Мало того, что отлично способствовало поддержанию бодрого духа - иметь в команде почти полноценного доктора, но Файнштейн оказался хорошо осведомлен обо многих других полезных вещах, обычно не включенных в учебный план для австро-венгерских военно-морских офицеров - например, как погладить брюки без утюга, как удалить влагу из биноклей и излечить похмелье. Я предложил рекомендовать его для производства в офицеры — он был резервистом еще довоенного периода, но Моритц отказался, предпочитая какое-то время не высовываться, в надежде, что выдвинутые против него обвинения будут сняты после окончания войны. Мне говорили, что евреи обычно избегают моря, но Файнштейн казался предрасположен к службе на подлодке. Возможно, это из-за подсознательной веры, что прокуратура до него здесь не доберется.

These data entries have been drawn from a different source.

PR #1289, opened 2020-09-06
Tooltip refactoring - use one type of tooltip to create consistency in VM portal

### LINKED ISSUE #1094: Different Tooltip Types

bamsalem:
Fixes #1094 .
This PR includes changes according to [Tooltips Document](https://docs.google.com/document/d/1ouQ7b4tKH1ksmB54hnPz69rkHcynv7qhG3hDXf342XA/edit#).
I found that the document is not up to date, there are few components which not included, I changed them too but I ceparated them from the document's changes those changes included in 6a3c1cd.
After consultation with Sharon we decided to use `<OverlayTooltip />` component instead PF4 `<Tooltip />` component.
WDYT?


ovirt-infra:

src/components/OverlayTooltip/InfoTooltip/index.js
```diff
@@ -0,0 +1,24 @@
+import React from 'react'
+import PropTypes from 'prop-types'
+import OverlayTooltip from '../'
+import { InfoCircleIcon } from '@patternfly/react-icons'
+import style from './style.css'
+
+const InfoToolTip = ({ id, tooltip, placement, ...rest }) => (
```
rszwajko, line 7: We loose some functionality when replacing FieldLevelHelp:
1. keyboard support
2. accessibility support

It seems that PF4 Tool tip seems a better replacement in those aspects (see [1]) 
Alternatively we can follow the guideline (see [2]) and re-implement this ourselves. 

[1] https://www.patternfly.org/v4/documentation/react/components/tooltip#on-icon
[2] https://www.patternfly.org/v4/get-started/accessibility-guide

src/components/OverlayTooltip/index.js
```diff
@@ -17,8 +17,8 @@ const OverlayTooltip = ({ id, tooltip, placement = 'left', children, ...rest })
 }
 OverlayTooltip.propTypes = {
   id: PropTypes.string.isRequired,
-  tooltip: PropTypes.string.isRequired,
-  placement: PropTypes.string,
+  tooltip: PropTypes.oneOfType([ PropTypes.string, PropTypes.node ]).isRequired,
+  placement: PropTypes.oneOf(['top', 'right', 'bottom', 'left', false]),
```
rszwajko, line 21: This prop type is repeated many times. Perhaps it's worth to create a tool-tip-alignment-prop-type and re-use it.

src/components/VmActions/index.js
```diff
@@ -132,26 +132,12 @@ class VmActions extends React.Component {
...
-    // TODO: On the card list page, the VM's consoles would not have been fetched yet,
-    // TODO: so the tooltip on the console button will be blank.
-    let consoleProtocol = ''
-    if (!vm.get('consoles').isEmpty()) {
-      const vConsole = vm.get('consoles').find(c => c.get('protocol') === 'spice') || vm.getIn(['consoles', 0])
-      const protocol = vConsole.get('protocol').toUpperCase()
-      consoleProtocol = msg.openProtocolConsole({ protocol })
-    }
-
-    if (vm.get('consoleInUse')) {
```
rszwajko, line 144: "console in use" functionality was not marked for removal

rszwajko (dismissed):
Consistent look feels good but we loose functionality.

hstastna (commented):
Maybe you could add little more info in the description of this PR, to sum up the changes in this PR. For example that this PR includes some changes also in messages, tooltips on the console etc.
And to add some screenshot(s) because this PR is mainly about visual changes - about making tooltips look consistent in the VM Portal.

As Radek has mentioned, we should check the functionality regarding replacing _FieldLevelHelp_ :) Otherwise it looks good to me :)

src/components/VmActions/index.js
bamsalem: Hi @rszwajko 
The quoted text from the tooltips document.

>  Similar comment goes for these infotips, I would get rid of them unless they are there for accessibility.

since `consoleProtocol` variable used only for infotip which removed, then I removed all the lines that deals with that variable, include "console in use.
the console infotip is not mentioned explicitly but IMHO if I wouldn't remove that inotip it would create inconsistency.
WDYT?

src/components/OverlayTooltip/InfoTooltip/index.js
rszwajko: second thought on that: re-implementing is not worth the effort.
I would rather postpone this PR and implement it when we will start to use PF4. Then we could just use Tooltip component.
Alternatively if we are OK with losing functionality then let's make our wrapper easy to be replaced by PF4 component (i.e. the same props, similar usage pattern). The wrapper then will be just a temporary solution.

src/components/VmActions/index.js
rszwajko: OK. I took a second look at this code and it seems that we have a mix of features and bugs here. 
Features:
1. when console is closed the tool tip is `Open {protocol} console`  (where protocol is SPICE or first available)
2. when console is open the tool tip is `Console in use`

Bugs:
1. it doesn't work in 'on card' scenario - the tool tip is set on main action whereas `VmDropdownActions` uses `action.items`. This seems the only scenario where it makes sense - the primary action is triggered by the dropdown itself.
2. it doesn't work for VM details scenario - `ActionButtonWraper` does not pass tool tip to `DropdownButton` (which by the way seems not to support it anyway). Btw I'm not sure if this bug or feature because in this use case the main button triggers no action.
3. `Console in use` is not translated
4. tool tips for individual console actions seems not to work (all scenarios)

I vote for removing this feature: it is broken anyway (and none complained) .

src/components/OverlayTooltip/index.js
bamsalem: I agree, I changed that according to your review

src/components/VmDetails/CardEditButton.js
```diff
@@ -40,30 +38,29 @@ class CardEditButton extends React.Component {
...
-      </OverlayTrigger>
+      </OverlayTooltip>)
     }
     if (!editable) {
       return null
     }
 
     return (
-      <OverlayTooltip id={`${id}-tooltip`} tooltip={tooltip} placement='bottom'>
+      <OverlayTooltip id={`${id}-tooltip`} tooltip={tooltip} placement={placement}>
```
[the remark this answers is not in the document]
bamsalem: We are not changing that, we are setting the value to be setted dynamically, instead using always 'bottom', we are using default value which is 'top' like `FieldLevelHelp` but if we wants it to be other value we just need to set the value explicitly.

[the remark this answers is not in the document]
hstastna: OK. Just a note that choosing the 'top' placement as the default is not clear to me. I don't see a reason to use it as the default because it's " like `FieldLevelHelp`". But I am okay with that because we probably want the placement in the top in most of the cases, in general :)

src/components/OverlayTooltip/index.js
```diff
@@ -1,14 +1,15 @@
...
 
-const OverlayTooltip = ({ id, tooltip, placement = 'left', children, ...rest }) => {
+const OverlayTooltip = ({ id, tooltip, placement, children, ...rest }) => {
   return (
     <OverlayTrigger
       overlay={
         <Tooltip id={id}>{tooltip}</Tooltip>
       }
-      placement={placement}
+      placement={placement || 'left'}
```
rszwajko, line 12: I see that in many places we need to force position `top` - perhaps it makes sense to change the default here?
How often we need placement `left`?

rszwajko (changes requested):
Some minor issues left (see below).
@sgratch  can you confirm that (hopefully temporarily) lost functionality is not a problem for us?

src/propTypeShapes.js
```diff
@@ -27,3 +27,8 @@ export const RouterPropTypeShapes = {
     goForward: PropTypes.func,
   }),
 }
+export const tooltipPropType = PropTypes.oneOfType([PropTypes.string, PropTypes.node, PropTypes.oneOf([false])])
+
+export const requiredTooltipPropType = PropTypes.oneOfType([PropTypes.string, PropTypes.node]).isRequired
```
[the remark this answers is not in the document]
bamsalem: I agree that is overkill if the difference is only the isRequired, but in this case there is one more difference and
```
export const tooltipPropType = PropTypes.oneOfType([PropTypes.string, PropTypes.node, PropTypes.oneOf([false])])
```
the difference is for not required tooltip false should be allowed if we want to use AND/OR statements : 
`prop={condition1 && value}`
otherwise it will throw an error like in this [case](https://github.com/oVirt/ovirt-web-ui/pull/1233#discussion_r496452236)

src/intl/messages.js
```diff
@@ -57,12 +57,11 @@ export const messages: { [messageId: string]: MessageType } = {
   bootMenuWarning: 'All changes will take effect after reboot only.',
   bootOrder: 'Boot Order',
   bootSequence: 'Boot Sequence',
-  bootSequenceTooltip: 'Device order in which VM will search OS for running.',
+  SelectTheBootableDeviceTooltip: 'Select the bootable devices in the order you would like them to boot up in.',
```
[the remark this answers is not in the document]
bamsalem: It changed according to the document.
[link to the section in the document.](https://docs.google.com/document/d/1ouQ7b4tKH1ksmB54hnPz69rkHcynv7qhG3hDXf342XA/edit?disco=AAAAKMl-SfI)

src/components/OverlayTooltip/index.js
bamsalem: Even not once, I didn't want to change the default value to avoid unnecessary errors, but after I checked that it seems like there is no even one place in the project that using the default value, I don't know what were the considerations to choose `left` but now the best option is absolutely `top`.
So I changed it to `top`.
Thanks :)

src/propTypeShapes.js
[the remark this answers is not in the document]
bamsalem: @rszwajko ?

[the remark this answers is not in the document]
rszwajko: Ok. Let's go this path and treat `false` | `undefined` | `'default'` the same.

src/components/OverlayTooltip/InfoTooltip/index.js
hstastna: @rszwajko @sgratch @sjd78 So are we OK with (hopefully temporarily) losing functionality using this approach?

src/propTypeShapes.js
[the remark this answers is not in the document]
hstastna: IMO creating these special types is unnecessary. We can specify these types directly in appropriate files, without importing anything. I would better use this approach in other cases, for more complicated proptypes specification.

src/components/VmDetails/cards/DisksCard/index.js
```diff
@@ -130,7 +130,7 @@ class DisksCard extends React.Component {
         idPrefix={idPrefix}
         icon={{ type: 'pf', name: 'storage-domain' }}
         title={msg.disks()}
-        editTooltip={msg.disksCardEditTooltip({ vmName: vm.get('name') })}
+        editTooltip={msg.edit()}
```
hstastna, line 133: Do we really want to see only "Edit" instead of 'Edit Disks for {vmName}'? I think this change is unnecessary.

src/components/VmDetails/cards/NicsCard/index.js
```diff
@@ -123,7 +123,7 @@ class NicsCard extends React.Component {
       <BaseCard
         icon={{ type: 'pf', name: 'network' }}
         title={msg.nic()}
-        editTooltip={msg.nicCardEditTooltip({ vmName: vm.get('name') })}
+        editTooltip={msg.edit()}
```
hstastna, line 126: Same as for `disksCardEditTooltip`. I think it's better to see in the tooltip what exactly we are going to edit.

src/components/VmDetails/cards/DisksCard/index.js
hstastna: Another thing is that you are removing `disksCardEditTooltip` message here and that makes `disksCardEditTooltip` useless, but I still can see it in the _messages.js_ [file](https://github.com/oVirt/ovirt-web-ui/pull/1289/files#diff-c7c4c4da7b77958d3e42b7c152709bffR220). Is there any reason for that?

hstastna (commented):
There are a few details and questions I have (see also [this comment](https://github.com/oVirt/ovirt-web-ui/pull/1289#discussion_r499503401)) but otherwise it looks ok to me :)

src/components/VmDetails/cards/DisksCard/index.js
bamsalem: > Do we really want to see only "Edit" instead of 'Edit Disks for {vmName}'? I think this change is unnecessary.
I stuck to the document:
https://docs.google.com/document/d/1ouQ7b4tKH1ksmB54hnPz69rkHcynv7qhG3hDXf342XA/edit?disco=AAAAKMHErgg
If there are any other instructions I'll change it accordingly

Regarding:
> Another thing is that you are removing `disksCardEditTooltip` message here and that makes `disksCardEditTooltip` useless, but I still can see it in the _messages.js_ [file](https://github.com/oVirt/ovirt-web-ui/pull/1289/files#diff-c7c4c4da7b77958d3e42b7c152709bffR220). Is there any reason for that?

I'll remove it thanks :)

src/components/VmDetails/cards/NicsCard/index.js
bamsalem: Like I mentioned [here](https://github.com/oVirt/ovirt-web-ui/pull/1289#discussion_r499566560), that were the document's instructions,
if we want to change anything let's make a meeting and discuss that.

sgratch: Changing disksCardEditTooltip and nicCardEditTooltip text was suggested by @lwrigh (yellow sections within  [Tooltips Document](https://docs.google.com/document/d/1ouQ7b4tKH1ksmB54hnPz69rkHcynv7qhG3hDXf342XA/edit#)) and I think it's ok since it's pretty obvious that we are editing those entities for the VM. Shorter info text is better.

sgratch:
> @sgratch can you confirm that (hopefully temporarily) lost functionality is not a problem for us?

@bamsalem @rszwajko @hstastna  Are we using PF4 Tooltip functionality on ui-extensions? it seems that this functionality (keyboard & accessibility support) is used only on Dashboard and not working on other PF4 dialogs. 
I guess we can wait with that here til it will be replaced to PF4, but I do agree that making our wrapper easy to be replaced by PF4 component in the future will be better. How complicated is to change the wrapper to be more easily replaced?

sgratch:
@bamsalem Few comments (a long list but easy to fix :):

1.  **details card "ip adresss" tooltip**:  why we added this tooltip? I'm not sure it's correct. In addiiton, the tooltip info icon alignment is wrong since it makes the field title to split into 2 lines.
2.  **details card "Total Virtual CPUs**" information icon - the tooltip info icon is not alligned with field title (should be like for "boot order" field). 
3.  **details card "Data Center**"  information icon - the tooltip info icon is not alligned with field title.
4.  **details card "Threads per Core**"  information icon - the tooltip info icon is not alligned with field title.
5. **details card "Cluster"** information icon - should be next to the text field and not next to the value field
6.  **details card "Change CD"** information icon - should be next to the text field and not next to the value field. in addition, the tooltip text is missing a dot at the end of the sentence. 
7.  **Utilization card: donut Chart** tooltips are ok as it is now, I would just replace the dash within the text with a colon (:). e.g. "used - 50%"  replaced to  "used: 50%"
8.  **pool entity card**: the tooltip for the pool name should be removed (has a wrong  BoxShadow shape anyway)
9.  **create vm-> networking step - create a new nic**: tooltips for the "select vnic profile" and for "device type" fields should be removed and anyway have a wrong BoxShadow shape.
10.  **create vm-> networking step - Edit a NIC** ("nic actions") tooltip has a wrong  BoxShadow shape
11.  **create vm->storage step - create a new disk** - tooltips for the "select storage domain" and for "disk type" fields should be removed and anyway have a wrong BoxShadow shap.
12. **create vm->storage step -Edit a disk** ("disk actions") tooltip has a wrong  BoxShadow shape

rszwajko:
> Are we using PF4 Tooltip functionality on ui-extensions? 

@sgratch  Yes. Check VM Migrate dialog: you can tab into the tooltip (it's focusable and opens automatically).
We also still use PF3 tooltips i.e. Cluster Upgrade dialog (upgrade options).

bamsalem:
> 1. **details card "ip adresss" tooltip**:  why we added this tooltip? I'm not sure it's correct. In addiiton, the tooltip info icon alignment is wrong since it makes the field title to split into 2 lines.

The `tooltip` have been there, the only thing that I added is the icon I thought that it will be more consistent with all the other info tooltips, but I'll remove the icon and it will look as it looks before the changes.
> 2. **details card "Total Virtual CPUs**" information icon - the tooltip info icon is not alligned with field title (should be like for "boot order" field).

Done.
> 3. **details card "Data Center**"  information icon - the tooltip info icon is not alligned with field title.
> 4. **details card "Threads per Core**"  information icon - the tooltip info icon is not alligned with field title.

I'm not sure if I understood you but if the meaning is like section 2 so it's done.
> 5. **details card "Cluster"** information icon - should be next to the text field and not next to the value field

I'm assuming that you meant to "Data Center" and if so, so it's done.
> 6. **details card "Change CD"** information icon - should be next to the text field and not next to the value field. in addition, the tooltip text is missing a dot at the end of the sentence.

image
That's how it was in the document, if you want me to change it I will.
Please let me know what you decided.
> 7. **Utilization card: donut Chart** tooltips are ok as it is now, I would just replace the dash within the text with a colon (:). e.g. "used - 50%"  replaced to  "used: 50%"

image
Done.
> 8. **pool entity card**: the tooltip for the pool name should be removed (has a wrong  BoxShadow shape anyway)

Done.
> 9. **create vm-> networking step - create a new nic**: tooltips for the "select vnic profile" and for "device type" fields should be removed and anyway have a wrong BoxShadow shape.
> 10. **create vm-> networking step - Edit a NIC** ("nic actions") tooltip has a wrong  BoxShadow shape
> 11. **create vm->storage step - create a new disk** - tooltips for the "select storage domain" and for "disk type" fields should be removed and anyway have a wrong BoxShadow shap.
> 12. **create vm->storage step -Edit a disk** ("disk actions") tooltip has a wrong  BoxShadow shape

Done.

@sgratch did I understood you correctly in sections 3-5?
And please let me know what you decided to do regarding section 6?

sgratch:
> > Are we using PF4 Tooltip functionality on ui-extensions?
> 
> @sgratch Yes. Check VM Migrate dialog: you can tab into the tooltip (it's focusable and opens automatically).
> We also still use PF3 tooltips i.e. Cluster Upgrade dialog (upgrade options).

it works for me on Chrome but on FF (ESR) the tab into tooltips for PF4 dialogs (like migrate VM) is not working.

sgratch:
> @bamsalem 
... I do agree that making our wrapper easy to be replaced by PF4 component in the future will be better. How complicated is to change the wrapper to be more easily replaced?
?

bamsalem:
The wrapper use all PF4 [`<Tooltip />`](https://www.patternfly.org/v4/components/tooltip) props and can be replaced easily:
https://github.com/oVirt/ovirt-web-ui/blob/26bb1bf7b9d80dd355f6372932757d96d4996e24/src/components/OverlayTooltip/InfoTooltip/index.js#L8-L17
IMO it can be easily replaced.

sgratch:
> > 1. **details card "ip adresss" tooltip**:  why we added this tooltip? I'm not sure it's correct. In addiiton, the tooltip info icon alignment is wrong since it makes the field title to split into 2 lines.
> 
> The `tooltip` have been there, the only thing that I added is the icon I thought that it will be more consistent with all the other info tooltips, but I'll remove the icon and it will look as it looks before the changes.

+1 Right, because this tooltip should appear only when ip value is N/A and in previous fix it always appear regardless to field value.

> 
> > 1. **details card "Total Virtual CPUs**" information icon - the tooltip info icon is not alligned with field title (should be like for "boot order" field).
> 
> Done.

+1

> 
> > 1. **details card "Data Center**"  information icon - the tooltip info icon is not alligned with field title.

+1

> > 2. **details card "Threads per Core**"  information icon - the tooltip info icon is not alligned with field title.
> 
> I'm not sure if I understood you but if the meaning is like section 2 so it's done.
> 
+1

> > 1. **details card "Cluster"** information icon - should be next to the text field and not next to the value field
> 
> I'm assuming that you meant to "Data Center" and if so, so it's done.

No, I meant cluster (for a running VM a tooltip appears).
> 
> > 1. **details card "Change CD"** information icon - should be next to the text field and not next to the value field. in addition, the tooltip text is missing a dot at the end of the sentence.
> 
> image
> That's how it was in the document, if you want me to change it I will.
> Please let me know what you decided.

Yes please. We decided that there will be no tooltips next to values (mentioned on issue) and a dot is required as well.
> 
> > 1. **Utilization card: donut Chart** tooltips are ok as it is now, I would just replace the dash within the text with a colon (:). e.g. "used - 50%"  replaced to  "used: 50%"
> 
> image
> Done.

+1

> 
> > 1. **pool entity card**: the tooltip for the pool name should be removed (has a wrong  BoxShadow shape anyway)
> 
> Done.

+1

> 
> > 1. **create vm-> networking step - create a new nic**: tooltips for the "select vnic profile" and for "device type" fields should be removed and anyway have a wrong BoxShadow shape.

+1

> > 2. **create vm-> networking step - Edit a NIC** ("nic actions") tooltip has a wrong  BoxShadow shape

-1 (wasn't fixed)

> > 3. **create vm->storage step - create a new disk** - tooltips for the "select storage domain" and for "disk type" fields should be removed and anyway have a wrong BoxShadow shap.

+1

> > 4. **create vm->storage step -Edit a disk** ("disk actions") tooltip has a wrong  BoxShadow shape
> 

-1 (wasn't fixed)

> Done.
> 
> @sgratch did I understood you correctly in sections 3-5?
> And please let me know what you decided to do regarding section 6?

@bamsalem please see inline comments above.

rszwajko:
> it works for me on Chrome but on FF (ESR) the tab into tooltips for PF4 dialogs (like migrate VM) is not working.

@sgratch  yep. The icon is not focusable on FF (even 80.0). We probably should fix that.

rszwajko:
@bamsalem   
Regarding "Change CD" label: it's now split into 2 lines which looks strange

@sgratch  
why we change the label "CD" -> "Change CD"?  If a "Name " field becomes editable we are not changing it to "Change name".
IMHO this could be confusing for the user.

rszwajko (approved):

sgratch:
@bamsalem please resolve conflicts

sgratch:
> > it works for me on Chrome but on FF (ESR) the tab into tooltips for PF4 dialogs (like migrate VM) is not working.
> 
> @sgratch yep. The icon is not focusable on FF (even 80.0). We probably should fix that.

A bug was opened for this issue: https://bugzilla.redhat.com/show_bug.cgi?id=1889817

sgratch:
@bamsalem 
> > > 1. **create vm-> networking step - Edit a NIC** ("nic actions") tooltip has a wrong  BoxShadow shape
> 
> -1 (wasn't fixed)
>

Why did you remove the  createVmNetEditActions instead of changiing the BoxShadow shape?
> 
> > > 1. **create vm->storage step -Edit a disk** ("disk actions") tooltip has a wrong  BoxShadow shape
> 
> -1 (wasn't fixed)
> 

Same here?

sgratch:
@bamsalem @rszwajko 
> Regarding "Change CD" label: it's now split into 2 lines which looks strange
> 
It is still reproduced for me.

> why we change the label "CD" -> "Change CD"? If a "Name " field becomes editable we are not changing it to "Change name".
> IMHO this could be confusing for the user.

I don't know why it was like that and I totally agree. Changing that to "CD" on both view/edit modes will look better and will solve the split lines problem

sgratch (changes requested):
Please see latest comments.

hstastna (changes requested):
Regarding "Change CD" label, I suggest to have the same label ("CD") for both view and edit modes. It does not look good when it "jumps" from "CD" to "Change CD" after I click on edit the details of a VM (and back again, after saving the changes). It seems to me that this change comes from the Tooltips Document. If yes, then I suggest not to follow this document strictly and to leave the label as "CD". If you have a different opinion, we still can ask our actual UX designers for their opinion.

Another issue: I can see wrong aligning where the icon is added, in the VM Details Card edit mode (FF 80, 81, ESR, Chromium 85):
tooltip
 
Another aligning issue in the VM Details card:
 - This is on master and also in the Tooltips document:
a
 - This occurs with changes in this PR, the Total vCPUs number seems to be aligned wrong even in the view mode:
a2

Other tooltips seem ok to me :)

bamsalem:
@sgratch 
> @bamsalem
> 
> > > > 1. **create vm-> networking step - Edit a NIC** ("nic actions") tooltip has a wrong  BoxShadow shape
> > 
> > 
> > -1 (wasn't fixed)
> 
> Why did you totally remove the createVmNetEditActions tooltip instead of just changing the BoxShadow shape?
> 
> > > > 1. **create vm->storage step -Edit a disk** ("disk actions") tooltip has a wrong  BoxShadow shape
> > 
> > 
> > -1 (wasn't fixed)
> 
> Same here?

It wasn't appear in the documents and it seems to me like byproduct, so I removed it, if you want I can move it back
image

WDYT?

bamsalem:
@hstastna @sgratch 
I changed the message from "Change CD" to CD like @rszwajko suggested.
Regarding the issue @hstastna found I have a question how to fix it.
WDYT will be better solution?
The first option is:
Align to the same position but then long messages will wrap.
runningVm
offVm

The second option:
Using `white-space: nowrap` attributes, then long messages will wrap.
image

The third and the last (that I thought about) is:
Align the icons to the right
image
offVm

If you have any other suggestions feel free to share with me :)

hstastna:
**I am for the third option** because:
- the labels look nice and same as originally (_Total Virtual CPUs_ is on two lines - same as originally, for example),
- the icons are nicely aligned so I can find the relevant icon with the info I need very easily (see the pictures above)
- the whole Details card looks nice (labels, fields nicely aligned)

icon1
icon2

---

---

_Why I am NOT for the 2nd option:_
 - icons are not nicely aligned, and they could be
 - _Total Virtual CPUs_ label looks like it does not have enough space to breathe
second_option

_Why I am NOT for the 1st option:_
- long labels can take even three lines and it creates unnecessary unused extra space which does not look good
first_option

hstastna (commented):
"Change CD" changed to "CD" 👍🏽 

---

Regarding the other issue: 
**I am for the third option** because:
- the labels look nice and same as originally (_Total Virtual CPUs_ is on two lines - same as originally, for example),
- the icons are nicely aligned so I can find the relevant icon with the info I need very easily (see the pictures above)
- the whole Details card looks nice (labels, fields nicely aligned)

icon1
icon2

---

_Why I am NOT for the 2nd option:_
 - icons are not nicely aligned, and they could be
 - _Total Virtual CPUs_ label looks like it does not have enough space to breathe
second_option

_Why I am NOT for the 1st option:_
- long labels can take even three lines and it creates unnecessary unused extra space which does not look good
first_option

sgratch:
> @sgratch
> 
> > @bamsalem
> > > > > 1. **create vm-> networking step - Edit a NIC** ("nic actions") tooltip has a wrong  BoxShadow shape
> > > 
> > > 
> > > -1 (wasn't fixed)
> > 
> > 
> > Why did you totally remove the createVmNetEditActions tooltip instead of just changing the BoxShadow shape?
> > > > > 1. **create vm->storage step -Edit a disk** ("disk actions") tooltip has a wrong  BoxShadow shape
> > > 
> > > 
> > > -1 (wasn't fixed)
> > 
> > 
> > Same here?
> 
> It wasn't appear in the documents and it seems to me like byproduct, so I removed it, if you want I can move it back

@bamsalem I was referring on both for the "nic actions" and "disk actions" tooltips:
image

sgratch:
> "Change CD" changed to "CD" 👍🏽
> 
BTW, I'm not sure if this tooltip info text and appearance are correct at all.
I think that "CD can only be changed when the VM is running" should be replaced with "CD can only be changed when the VM is not running" and should be displayed for running vms only. Since changing a bootable CD can be applied only on a non running VM. For running VMs a restart is required.
@sjd78 any reason that you can remember for having it like this?

sgratch:
> 
> Regarding [another question/issue](https://github.com/oVirt/ovirt-web-ui/pull/1289#issuecomment-713515835):
> **I am for the third option** 
> 

I don't like this third option since the tooltips are closer to the field value instead of being located next to the field title and it looks strange. Usually the tooltip icon should be tie to the field label. 
BTW, which one of those options looks better after windows resizing and zooming in/out? Is the layout kept?

bamsalem:
@sgratch 
Regarding this [comment](https://github.com/oVirt/ovirt-web-ui/pull/1289#issuecomment-713702251):
I didn't understood you correctly, now I changed it and it's consist with the other tooltips.


> > "Change CD" changed to "CD" 👍🏽
> 
> BTW, I'm not sure if this tooltip info text and appearance are correct at all.
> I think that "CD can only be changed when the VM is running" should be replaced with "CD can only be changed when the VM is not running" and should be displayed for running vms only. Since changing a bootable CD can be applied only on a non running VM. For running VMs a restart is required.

Наше первое плавание началось 27 января и продлилось двенадцать дней, мы прошли тысячу триста миль и действовали в водах к востоку от Сицилии. Наступило время неограниченной войны с коммерческим судоходством: «хандельскриг» - волшебное оружие (как уверил наше мнительное правительство Берлин), которое измором выведет Англию из войны, прежде чем против нас выступят Соединенные Штаты. Инструкции предписывали топить все попадающиеся вражеские торговые суда, независимо от того, в военных они конвоях или нет, и предпринимать для сохранения жизни пассажиров и команды только «те меры, которые представляются разумными».

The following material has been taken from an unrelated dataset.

Issue #1264, opened 2020-08-05
Create VM Wizard - support advanced CPU topology setting on "Basic Settings" step


sgratch:
Currently the user can only update advanced CPU topology (i.e. Virtual Sockets, Virtual Cores, Virtual Threads) for an existing VM via the Details VM card.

Неприятное дельце, но таковой была и британская политика уморения голодом населения Центральной Европы с помощью тотальной блокады. С одной стороны, мы не испытывали недоброжелательности к нашим собратьям морякам, и у многих из нас оставались сомнения в мудрости этой новой затеи, но мы были настроены решительно, особенно те, кто той зимой побывал дома в отпуске и слышал плач голодных детей, больных рахитом и с шатающимися зубами, или видел изможденных жен и матерей, пытающихся приготовить семейный обед из килограмма мороженного картофеля, сваренного над огнем из скомканных сырых газет.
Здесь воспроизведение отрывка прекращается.